Pancreatic sparing resections, including central pancreatectomy is also a reasonable option as these tumors tend to be encapsulated and well defined within the pancreas even in those where invasion beyond the capsule and into surrounding pancreatic parenchyma was found.  Positive margins were not associated with risk of recurrence after resection of SPT. Extended lymphadenectomy does not seem to be an important component of the management of these tumors as the risk of lymph nodes metastases is very low.
Given the relatively low incidence of these tumors, guidelines for clinical and radiological follow-up have not yet been clearly defined. Despite the relatively low number of patients of this cohort, there were three patients with disease recurrence; two of them had synchronous metastases at diagnosis. Recurrence occurred 5 to 7 years following complete surgical excision. Recurrence was distant (liver) in all three patients and local (retroperitoneum / pancreatic bed) in two of the three. Surgical resection of disease recurrence provided good long-term results for one of the patients (Patient 2), the other (Patient 1) has undergone three further surgical excisions of recurrent disease at 7, 2 and 1.5 years apart. Previous published reports have found similar late recurrence patterns [8, 28, 29]. This seems to indicate that > 5-year clinical follow-up is warranted after resection of SPT with high-risk features (lymphovascular invasion, synchronous metastases and perhaps invasion of tumor capsule). Since this is a slow growing tumor, resection of recurrences and metastases can offer good long-term survival. Even with metastatic disease to the liver, these patients have better survival rates than other types of pancreatic cancer.

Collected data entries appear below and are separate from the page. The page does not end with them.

PR #20787, opened 2023-02-10
sv.h - Update type comments to reflect implementation realities

### LINKED ISSUE #20698: sv.h: outdated comment block re: what each SV type can store
**Description**

A comment block towards the top of _sv.h_ says:
```
...
C<SVt_NULL> can only hold undef.  C<SVt_IV> can hold undef, an integer, or a
reference.  (C<SVt_RV> is an alias for C<SVt_IV>, which exists for backward
compatibility.)  C<SVt_NV> can hold any of those or a double.  C<SVt_PV> can only
hold C<undef> or a string.  C<SVt_PVIV> is a superset of C<SVt_PV> and C<SVt_IV>.
C<SVt_PVNV> is similar.  C<SVt_PVMG> can hold anything C<SVt_PVNV> can hold, but it
can, but does not have to, be blessed or magical.
```
Two things seems amiss when reading that:
1. PVs can hold `undef`, a string, or a **reference**. It seems like a simple comment update is needed here?
2. It reads like an NV can hold undef, an integer, a reference, or a double. However, `Perl_sv_setsv_flags` seems to only account for it holding either undef or a double.

e.g. `perl -MDevel::Peek -e 'my $y = 3.3; $y = {}; Dump($y)'` reveals that `$y` is upgraded to a PVNV to store the reference, but if NV's can store references, surely no upgrade should be required?

So I'm unclear here whether the comment block needs updating to match the realities of the implementation, or the implementation needs updating so that NVs actually *can* store integers and references.

**Perl configuration**
Applies to blead and at least the past few stable releases.

richardleach:
Closes #20698

### DIFF
--- a/sv.h
+++ b/sv.h
@@ -67,10 +67,13 @@ PVMG, we save memory by allocating smaller structs when possible.  All the
 other types are just simpler forms of C<SVt_PVMG>, with fewer internal fields.
 C<SVt_NULL> can only hold undef.  C<SVt_IV> can hold undef, an integer, or a
 reference.  (C<SVt_RV> is an alias for C<SVt_IV>, which exists for backward
-compatibility.)  C<SVt_NV> can hold any of those or a double.  C<SVt_PV> can only
-hold C<undef> or a string.  C<SVt_PVIV> is a superset of C<SVt_PV> and C<SVt_IV>.
-C<SVt_PVNV> is similar.  C<SVt_PVMG> can hold anything C<SVt_PVNV> can hold, but it
-can, but does not have to, be blessed or magical.
+compatibility.)  C<SVt_NV> can hold undef or a double. (In builds that support
+headless NVs, these could also hold a reference via a suitable offset, in the
+same way that SVt_IV does, but this is not currently supported and seems to
+be a rare use case.) C<SVt_PV> can hold C<undef>, a string, or a reference.
+C<SVt_PVIV> is a superset of C<SVt_PV> and C<SVt_IV>. C<SVt_PVNV> is similar.
+C<SVt_PVMG> can hold anything C<SVt_PVNV> can hold, but it can, but does not
+have to, be blessed or magical.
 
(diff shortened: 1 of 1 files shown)


sv.h
```diff
@@ -67,10 +67,13 @@ PVMG, we save memory by allocating smaller structs when possible.  All the
...
-hold C<undef> or a string.  C<SVt_PVIV> is a superset of C<SVt_PV> and C<SVt_IV>.
-C<SVt_PVNV> is similar.  C<SVt_PVMG> can hold anything C<SVt_PVNV> can hold, but it
-can, but does not have to, be blessed or magical.
+compatibility.)  C<SVt_NV> can hold undef or a double. (In builds that support
+headless NVs, these could also hold a reference via a suitable offset, in the
+same way that SVt_IV does, but this is not currently supported and seems to
+be a rare use case.) C<SVt_PV> can hold C<undef>, a string, or a reference.
+C<SVt_PVIV> is a superset of C<SVt_PV> and C<SVt_IV>. C<SVt_PVNV> is similar.
+C<SVt_PVMG> can hold anything C<SVt_PVNV> can hold, but it can, but does not
+have to, be blessed or magical.
```
demerphq: The last two sentences read a little bit awkward. Maybe:

`C<SVt_PVNV> is similar as it is a superset of C<SVt_PV> and C<SVt_NV>.
C<SVt_PVMG> can hold anything that a C<SVt_PVNV> can, but may also be blessed or magical as well.`

im not sure that "hold" is the best word for this doc, but its not the worst either. I think id use "represent" or "store" but its a matter of preference I guess.

demerphq (changes requested):

sv.h
richardleach: They are both the pre-existing text, but I'm happy to make changes.

demerphq (approved):

khwilliamson (approved):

Due to the low but real malignant potential, all SPT should be resected open or laparoscopically, with no oncological disadvantages found in the latter group for distal pancreatectomies. Lymphovascular invasion and synchronous metastases represent a high-risk group for recurrence. Since all recurrences occurred more than 5 years after curative resection, patients in this high-risk category should undergo > 5-year follow-up surveillance with routine imaging, especially considering that resection of recurrences (either distal or local) can offer long-term cure.
There are no conflicts of interest to disclose for this study. We attest that we have herein disclosed any and all financial or other relationships that could be construed as a conflict of interest and that all sources of financial support for this study have been disclosed and are indicated in the acknowledgements.
Authors declare to have no conflict of interest.